*What to produce*. Give back the entries below verbatim.

*Supplied material*.
- - - -

PR #616, opened 2021-07-13
Feature flags

hugokallstrom:
### Checklist


hedvigoscar:
I'm kind of confused about the architecture of this feature flag-implementation 🤔 perhaps we could discuss it later today?

hugokallstrom:
> I'm kind of confused about the architecture of this feature flag-implementation 🤔 perhaps we could discuss it later today?

Yes!

hedvigoscar:
As mentioned in our call earlier today:

- Should we re-architect this solution using dependency injection? 🙂
- Should we try to isolate the debug feature flags into the debug-source set, in order to not accidentally load them in the production environment? 🤔

PR #626, opened 2021-07-16
APP-615: Table headers

hugokallstrom:
### Checklist


app/src/main/java/com/hedvig/app/feature/table/TableAdapter.kt
```diff
@@ -19,11 +19,11 @@ class TableAdapter : ListAdapter<TableAdapter.UpcomingAgreementItem, TableAdapte
 
     fun setTable(table: Table) {
         submitList(
-            listOf(
```
hedvigoscar, line 22: A pattern I've adopted when the declarative approach becomes a bit messy is to simply create an `ArrayList` and use `if`s to conditionally `add` things to the final list. Could be something to consider here if you agree 😄

hedvigoscar (approved):
Approved! Acting on comment is optional

PR #641, opened 2021-07-26
APP-718: Termination text

hugokallstrom:
### Checklist

### DIFF
--- a/app/src/main/java/com/hedvig/app/feature/insurance/ui/InsuranceContractExtensions.kt
+++ b/app/src/main/java/com/hedvig/app/feature/insurance/ui/InsuranceContractExtensions.kt
@@ -122,7 +122,7 @@ fun InsuranceQuery.Contract.bindTo(
     }
 
 private fun InsuranceContractCardBinding.removeBackgroundColor() {
-    container.setBackgroundColor(container.context.colorAttr(android.R.attr.colorBackground))
+    container.setBackgroundColor(container.context.getColor(R.color.hedvig_light_gray))
     blur.remove()
 }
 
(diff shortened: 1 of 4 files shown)


app/src/main/java/com/hedvig/app/feature/insurance/ui/InsuranceContractExtensions.kt
```diff
@@ -12,19 +14,24 @@ import com.hedvig.app.util.extensions.view.show
...
                 firstStatusPill.setText(R.string.DASHBOARD_INSURANCE_STATUS_INACTIVE_NO_STARTDATE)
+                typeOfContract.bindBackgroundColor(this)
             }
             contractStatus.asActiveInFutureStatus?.let { activeInFuture ->
                 firstStatusPill.show()
                 firstStatusPill.text = firstStatusPill.resources.getString(
                     R.string.DASHBOARD_INSURANCE_STATUS_INACTIVE_STARTDATE,
                     dateTimeFormatter.format(activeInFuture.futureInception)
                 )
+                removeBackgroundColor()
```
hedvigoscar, line 34: While we're touching this code - I think we should use the gray background color that's been requested in other tickets instead of removing the background color 😄 It's linked in APP-667.

app/src/main/res/layout/contract_detail_activity.xml
```diff
@@ -50,6 +51,16 @@
                         android:id="@+id/cardContainer"
                         layout="@layout/insurance_contract_card" />
 
+                    <TextView
+                        android:id="@+id/termination_info"
+                        android:layout_width="match_parent"
+                        android:layout_height="wrap_content"
+                        android:padding="@dimen/base_margin_double"
+                        android:text="@string/INSURANCE_DETAILS_TERMINATION_INFO"
+                        android:textSize="13sp"
```
hedvigoscar, line 60: We should use a `textAppearance` here I think, instead of inlining a `textSize` - looks like the specified text style does not exist in our design system, we should probably check that with Hiro 😄

hedvigoscar (approved):
Approved upon addressing comments 🙂

PR #644, opened 2021-07-27
APP-648: Use new chat button for offer and logged in activity

hugokallstrom:
device-2021-07-27-111900

### Checklist

### DIFF
--- a/app/src/main/java/com/hedvig/app/feature/offer/ui/OfferActivity.kt
+++ b/app/src/main/java/com/hedvig/app/feature/offer/ui/OfferActivity.kt
@@ -6,6 +6,7 @@ import android.graphics.drawable.PictureDrawable
 import android.os.Bundle
 import android.transition.TransitionManager
 import android.view.MenuItem
+import androidx.core.view.get
 import androidx.core.view.isVisible
 import androidx.lifecycle.flowWithLifecycle
 import androidx.lifecycle.lifecycleScope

- - - -

*The completed task*.
PR #616, opened 2021-07-13
Feature flags

hugokallstrom:
### Checklist


hedvigoscar:
I'm kind of confused about the architecture of this feature flag-implementation 🤔 perhaps we could discuss it later today?

hugokallstrom:
> I'm kind of confused about the architecture of this feature flag-implementation 🤔 perhaps we could discuss it later today?

Yes!

hedvigoscar:
As mentioned in our call earlier today:

- Should we re-architect this solution using dependency injection? 🙂
- Should we try to isolate the debug feature flags into the debug-source set, in order to not accidentally load them in the production environment? 🤔

PR #626, opened 2021-07-16
APP-615: Table headers

hugokallstrom:
### Checklist


app/src/main/java/com/hedvig/app/feature/table/TableAdapter.kt
```diff
@@ -19,11 +19,11 @@ class TableAdapter : ListAdapter<TableAdapter.UpcomingAgreementItem, TableAdapte
 
     fun setTable(table: Table) {
         submitList(
-            listOf(
```
hedvigoscar, line 22: A pattern I've adopted when the declarative approach becomes a bit messy is to simply create an `ArrayList` and use `if`s to conditionally `add` things to the final list. Could be something to consider here if you agree 😄

hedvigoscar (approved):
Approved! Acting on comment is optional

PR #641, opened 2021-07-26
APP-718: Termination text

hugokallstrom:
### Checklist

### DIFF
--- a/app/src/main/java/com/hedvig/app/feature/insurance/ui/InsuranceContractExtensions.kt
+++ b/app/src/main/java/com/hedvig/app/feature/insurance/ui/InsuranceContractExtensions.kt
@@ -122,7 +122,7 @@ fun InsuranceQuery.Contract.bindTo(
     }
 
 private fun InsuranceContractCardBinding.removeBackgroundColor() {
-    container.setBackgroundColor(container.context.colorAttr(android.R.attr.colorBackground))
+    container.setBackgroundColor(container.context.getColor(R.color.hedvig_light_gray))
     blur.remove()
 }
 
(diff shortened: 1 of 4 files shown)


app/src/main/java/com/hedvig/app/feature/insurance/ui/InsuranceContractExtensions.kt
```diff
@@ -12,19 +14,24 @@ import com.hedvig.app.util.extensions.view.show
...
                 firstStatusPill.setText(R.string.DASHBOARD_INSURANCE_STATUS_INACTIVE_NO_STARTDATE)
+                typeOfContract.bindBackgroundColor(this)
             }
             contractStatus.asActiveInFutureStatus?.let { activeInFuture ->
                 firstStatusPill.show()
                 firstStatusPill.text = firstStatusPill.resources.getString(
                     R.string.DASHBOARD_INSURANCE_STATUS_INACTIVE_STARTDATE,
                     dateTimeFormatter.format(activeInFuture.futureInception)
                 )
+                removeBackgroundColor()
```
hedvigoscar, line 34: While we're touching this code - I think we should use the gray background color that's been requested in other tickets instead of removing the background color 😄 It's linked in APP-667.

app/src/main/res/layout/contract_detail_activity.xml
```diff
@@ -50,6 +51,16 @@
                         android:id="@+id/cardContainer"
                         layout="@layout/insurance_contract_card" />
 
+                    <TextView
+                        android:id="@+id/termination_info"
+                        android:layout_width="match_parent"
+                        android:layout_height="wrap_content"
+                        android:padding="@dimen/base_margin_double"
+                        android:text="@string/INSURANCE_DETAILS_TERMINATION_INFO"
+                        android:textSize="13sp"
```
hedvigoscar, line 60: We should use a `textAppearance` here I think, instead of inlining a `textSize` - looks like the specified text style does not exist in our design system, we should probably check that with Hiro 😄

hedvigoscar (approved):
Approved upon addressing comments 🙂

PR #644, opened 2021-07-27
APP-648: Use new chat button for offer and logged in activity

hugokallstrom:
device-2021-07-27-111900

### Checklist

### DIFF
--- a/app/src/main/java/com/hedvig/app/feature/offer/ui/OfferActivity.kt
+++ b/app/src/main/java/com/hedvig/app/feature/offer/ui/OfferActivity.kt
@@ -6,6 +6,7 @@ import android.graphics.drawable.PictureDrawable
 import android.os.Bundle
 import android.transition.TransitionManager
 import android.view.MenuItem
+import androidx.core.view.get
 import androidx.core.view.isVisible
 import androidx.lifecycle.flowWithLifecycle
 import androidx.lifecycle.lifecycleScope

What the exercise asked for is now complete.